(Stored data entries)

PR #1193, opened 2022-04-08
API DSL

kitlangton:
Closing #1190 in favor of this (against ZIO 1.0).
Here's a variant against the current main branch @tusharmath :)

## Todos
- [ ] Customize Response headers, status code, etc. in handler
- [ ] Refine api
- [ ] Flesh out Doc type
- [ ] Add Error type
- [ ] Unify Input & Params into single type
- [ ] Improve Client
- [ ] Extract model into shared project so we can have a Scala.js client
- [ ] Improve OpenAPI support
- [ ] Expose OpenAPI from server

## Performance Explorations
- [ ] Tuple Allocation Optimizations (during Zips)
- [ ] OrElse Optimizations (create Trie-like request parsing structure)


kitlangton:
`zio-schema` needs to be updated for Scala 3. But I believe that's in the works, at least according to discord :)

zio-http/src/main/scala/zhttp/api/API.scala
```diff
@@ -0,0 +1,87 @@
...
+import zhttp.http.{Headers => _, Path => _}
+import zio.schema.Schema
+
+/**
+ *   - Input and Output as Schemas.
+ *   - Support wide range of Codecs including Json
+ *     - Dynamically decide response format based upon Request Header
+ */
+final case class API[Params, Input, Output](
+  method: HttpMethod,
```
tusharmath:
```suggestion
  method: Method,
```

zio-http/src/main/scala/zhttp/api/API.scala
```diff
@@ -0,0 +1,87 @@
...
+  requestParser: RequestParser[Params], // Path / QueryParams / Headers
+  doc: Doc,
+  inputSchema: Schema[Input],           // Generate any sort of codec, generate OpenAPI docs.
+  outputSchema: Schema[Output],
```
tusharmath, line 16:
```suggestion
  decoder: BodyDecoder[Input],           // Generate any sort of codec, generate OpenAPI docs.
  encoder: BodyEncoder[Output],
```

Should we avoid `Schema` here? To support Scala 3 and reduce onboarding cost for new devs?

zio-http/src/main/scala/zhttp/api/API.scala
kitlangton: One potential reason not to do that is so we can break the model into a _shared_ project so that the API DSL can be interpreted into Scala.js fetch requests. Though perhaps the `Method` sealed trait could be moved there as well, so long as it isn't part of `netty`.

I was going to give this a shot today, as well as cleaning some other stuff up.

zio-http/src/main/scala/zhttp/api/RequestParser.scala
```diff
@@ -0,0 +1,333 @@
...
+}
+
+/**
+ * A DSL for describe Paths
+ *   - ex: /users
+ *   - ex: /users/:id/friends
+ *   - ex: /users/:id/friends/:friendId
+ *   - ex: /posts/:id/comments/:commentId
+ */
+sealed trait Path[A] extends RequestParser[A] { self =>
```
tusharmath:
```suggestion
sealed trait Route[A] extends RequestParser[A] { self =>
```

`Path` already exists in ZIO Http. Consider an alternative name — `Route` ?

zio-http/src/main/scala/zhttp/api/Handler.scala
```diff
@@ -0,0 +1,27 @@
+package zhttp.api
+
+import zhttp.http.HttpApp
+import zio.ZIO
+
+final case class Handler[-R, +E, Params, Input, Output](
+  api: API[Params, Input, Output],
+  handle: ((Params, Input)) => ZIO[R, E, Output],
```
tusharmath, line 8:
```suggestion
  toHttp: Http[R, E, (Params, Input), Output],
```

Basically we are saying here that — A handler is a description of the Http endpoint AND a way to execute it.

tusharmath, line 8:
```suggestion
  handle: Http[R, E, (Params, Input), Output],
```

`Http` will allow us to gain some performance, control over dynamic routing and also middlewares.

zio-http/src/main/scala/zhttp/api/Handler.scala
```diff
@@ -0,0 +1,27 @@
...
+) { self =>
+
+  def ++[R1 <: R, E1 >: E](that: Handler[R1, E1, _, _, _]): Handlers[R1, E1] =
+    Handlers(this) ++ that
+
+  def toHttp: HttpApp[R, E] =
+    ServerInterpreter.handlerToHttpApp(self)
```
tusharmath, line 15:
```suggestion
```

This isn't required anymore.

zio-http/src/main/scala/zhttp/api/Handler.scala
```diff
@@ -0,0 +1,27 @@
...
+
+import zhttp.http.HttpApp
+import zio.ZIO
+
+final case class Handler[-R, +E, Params, Input, Output](
+  api: API[Params, Input, Output],
+  handle: ((Params, Input)) => ZIO[R, E, Output],
+) { self =>
+
+  def ++[R1 <: R, E1 >: E](that: Handler[R1, E1, _, _, _]): Handlers[R1, E1] =
```
tusharmath, line 11:
```suggestion
  def ++[R1 <: R, E1 >: E](that: Handler[R1, E1, _, _, _]): Handler[R1, E1] =
```
I think combining two handler(s) should produce a handler. We can drop `Handlers` type completely this way.

tusharmath, line 11:
```suggestion
  def ++[R1 <: R, E1 >: E](that: Handler[R1, E1, _, _, _]): Handler[R1, E1] =
```
I think combining two handler(s) should produce a handler. We can drop `Handlers` type completely this way.

zio-http/src/main/scala/zhttp/api/Handler.scala
tusharmath, line 15:
```suggestion
  def toHttp: HttpApp[R, E] = self match {
    case Concat(left, right) => left.handle ++ right.handle
    case Single(_, handle)   => http
  }
```
- This way we won't need a `ServerInterpreter`
- We can also mount the `Handler` on any route as an HttpApp

tusharmath, line 15:
```suggestion
  def toHttp: HttpApp[R, E] = self match {
    case Concat(left, right) => left.handle ++ right.handle
    case Single(_, handle)   => http
  
  }
```
This way we won't need a ServerInterpreter

zio-http/src/main/scala/zhttp/api/Handler.scala
```diff
@@ -0,0 +1,27 @@
...
+    Handlers(this) ++ that
+
+  def toHttp: HttpApp[R, E] =
+    ServerInterpreter.handlerToHttpApp(self)
+
```
tusharmath, line 16:
```suggestion
  def openAPI: UIO[String] = ???
```

May be it's worth adding a special method for `openAPI`

zio-http/src/main/scala/zhttp/api/Handler.scala
```diff
@@ -0,0 +1,27 @@
+package zhttp.api
+
+import zhttp.http.HttpApp
+import zio.ZIO
+
+final case class Handler[-R, +E, Params, Input, Output](
```
tusharmath, line 6: This should be a sum type like `Handlers` and then we won't need `Handlers`.

May be we can rename `Handler` because it's not just the handle any more. It contains info about the endpoint also.

- `Handler` to `API`
- `API` to `Endpoint`

zio-http/src/main/scala/zhttp/api/Handlers.scala
```diff
@@ -0,0 +1,28 @@
+package zhttp.api
+
+import scala.language.implicitConversions
+
+sealed trait Handlers[-R, +E] { self =>
```
tusharmath: We can drop this 😇

tusharmath: We can drop this 😇

zio-http/src/main/scala/zhttp/api/HttpMethod.scala
```diff
@@ -0,0 +1,20 @@
...
+    }
+}
+
+object HttpMethod {
+  case object GET    extends HttpMethod
+  case object POST   extends HttpMethod
+  case object PATCH  extends HttpMethod
+  case object PUT    extends HttpMethod
+  case object DELETE extends HttpMethod
+}
```
tusharmath: `API` being a native to ZIO Http, having `Method` and `HttpMethod` can be a bit confusing.

tusharmath: `API` being a native to ZIO Http, having `Method` and `HttpMethod` can be a bit confusing.

zio-http/src/main/scala/zhttp/api/RequestParser.scala
```diff
@@ -0,0 +1,333 @@
...
+        Some(route)
+      case _: Query[_]                         =>
+        None
+      case _: Path[_]                          =>
+        None
+    }
+
+  private[api] def parseRequest(request: Request): Option[A] = Option(parseRequestImpl(request))
+
+  private[api] def parseRequestImpl(request: Request): A
```
tusharmath, line 77:
```suggestion
  private[api] def parseRequestImpl(request: HttpRequest): A
```

We can improve performance by using the netty request. That will further improve performance.

zio-http/src/main/scala/zhttp/api/Server.scala
```diff
@@ -0,0 +1,33 @@
+package zhttp.api
+
+import zio.{Has, ZIO}
+
+final case class Server[R <: Has[_], E <: Throwable](apis: APIs[_], handlers: Handlers[R, E]) {
```
tusharmath: Can drop this file.

zio-http/src/main/scala/zhttp/api/ServerInterpreter.scala
```diff
@@ -0,0 +1,47 @@
+package zhttp.api
+
+import zhttp.http.{Http, HttpApp, Request, Response}
+import zio.schema.Schema
+import zio.schema.codec.JsonCodec
+import zio.{Chunk, UIO, ZIO}
+
+private[api] object ServerInterpreter {
```
tusharmath, line 8: And drop this file also.

zio-http/src/main/scala/zhttp/api/API.scala
```diff
@@ -0,0 +1,87 @@
...
+    copy(requestParser = requestParser ++ headers)
+
+  def input[Input2](implicit schema: Schema[Input2]): API[Params, Input2, Output] =
+    copy(inputSchema = schema)
+
+  def output[Output2](implicit schema: Schema[Output2]): API[Params, Input, Output2] =
+    copy(outputSchema = schema)
+
+  def ++(that: API[_, _, _]): APIs[Id with that.Id] =
+    APIs(self) ++ that
```
tusharmath: The type param to API will have an intersection of multiple tuples when we use `++`. Not something that's very readable or usable IMHO. Using the `++` in `Handler` makes a lot more sense.

tusharmath (changes requested):

zio-http/src/main/scala/zhttp/api/API.scala
kitlangton: We need something Schema in order to support OpenAPI generation, as well as the ability to encode/decode to different formats based on headers. But perhaps for a first release, until Schema supports Scala 3.

zio-http/src/main/scala/zhttp/api/RequestParser.scala
kitlangton: 💯

zio-http/src/main/scala/zhttp/api/Handler.scala
kitlangton: How would we turn the API description into an request parser?

zio-http/src/main/scala/zhttp/api/Handler.scala
kitlangton: 👍 I think that will work. Yeah, I want to get rid of the Handlers/APIs types if possible.

zio-http/src/main/scala/zhttp/api/Handler.scala
kitlangton: We need to, somewhere, interpret the API DSL into something that can parse requests. But I may not understand fully the intended change.

zio-http/src/main/scala/zhttp/api/Handler.scala
kitlangton: 👍

zio-http/src/main/scala/zhttp/api/RequestParser.scala
kitlangton: Not sure how to get the netty HttpRequest to where I need it. Might we need to add a variant to Http that allows direct access to the netty Request?

zio-http/src/main/scala/zhttp/api/API.scala
kitlangton: Yeah. It was for a fancy feature where you could make sure the types of the handlers align with the API. Not worth the complexity.

kitlangton:
@tusharmath Made a couple of the changes. Maybe we could link up again on Zoom and discuss some of the bigger changes. Might help to sync up :)

PR #3919, opened 2026-01-23
Optimise CI: reduce build jobs from 12 to 6

guizmaii:
## Summary

Optimise CI by reducing the test matrix from 12 to 6 jobs (50% reduction).

The `sbt-github-actions` plugin generates a full Scala × JVM matrix (3 × 4 = 12 jobs), but most issues are Scala-specific OR JVM-specific, not both. The plugin lacks the flexibility to customise this matrix, so we replace it with a manual workflow that provides better control.

## New Test Strategy

This test strategy is adopted from the [ZIO project](https://github.com/zio/zio/blob/series/2.x/.github/workflows/ci.yml).

| Job | Scala | JVM | Count |
|-----|-------|-----|-------|
| `test` | 2.12.x, 2.13.x, 3.x | temurin@17 | 3 |
| `testJvms` | 2.13.x | temurin@21, graalvm@17, graalvm@21 | 3 |
| **Total** | | | **6** |

This provides equivalent coverage: Scala-specific issues are caught by testing all Scala versions, JVM-specific issues are caught by testing all JVMs.

## Other Improvements

- Consolidate 18 JMH benchmark jobs into 1 sequential job
- Add `ci` aggregator job using alls-green pattern
- Use `release` event trigger instead of tag-based triggers
- Separate `lint` job for format checking

## Test plan
- [ ] CI passes on this PR
- [ ] Verify 6 test jobs instead of 12
- [ ] Verify all functionality preserved (tests, MiMa, scoverage, benchmarks, publishing)


987Nabil:
@guizmaii I am not sure that is a really good idea. I expect you want to do this to reduce load on the free runners. I talked to John and we might get some extra runners. Also we will get rid of 2.12 soon. The only thing I would merge for sure is reduce the benchmark jobs

987Nabil:
I will find some solution to optimize the builds

PR #3920, opened 2026-01-23
Fix ClassCastException when applying HandlerAspect to routes with path parameters

Godzilla675:
/claim #3141

## Summary
This PR fixes the `ClassCastException` that occurs when combining a route with path parameters and a `HandlerAspect` middleware.

## Changes
- Added `@@` operators to the `Route` trait to apply aspects after path parameter decoding
- Updated `RouteSpec.scala` with a regression test (issue #3141)

## Root Cause
The `Handler.@@` operator assumes input is `Request`, but applied to a parameterized route, the input is a Tuple.
The fix applies the aspect at the `Route` level where we can handle this correctly.


987Nabil:
https://github.com/zio/zio-http/issues/3141 is not fixable in 3.x

PR #3945, opened 2026-02-02
Fixed the auth header missing error to 401 from 400

Exceluyi:
/claim #3235


987Nabil:

```scala
```

Exceluyi:
understood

> [EXERCISE DESCRIPTION] From the entries above, copy every line containing the word "worth".

> [RESPONSE AREA]
May be it's worth adding a special method for `openAPI`
kitlangton: Yeah. It was for a fancy feature where you could make sure the types of the handlers align with the API. Not worth the complexity.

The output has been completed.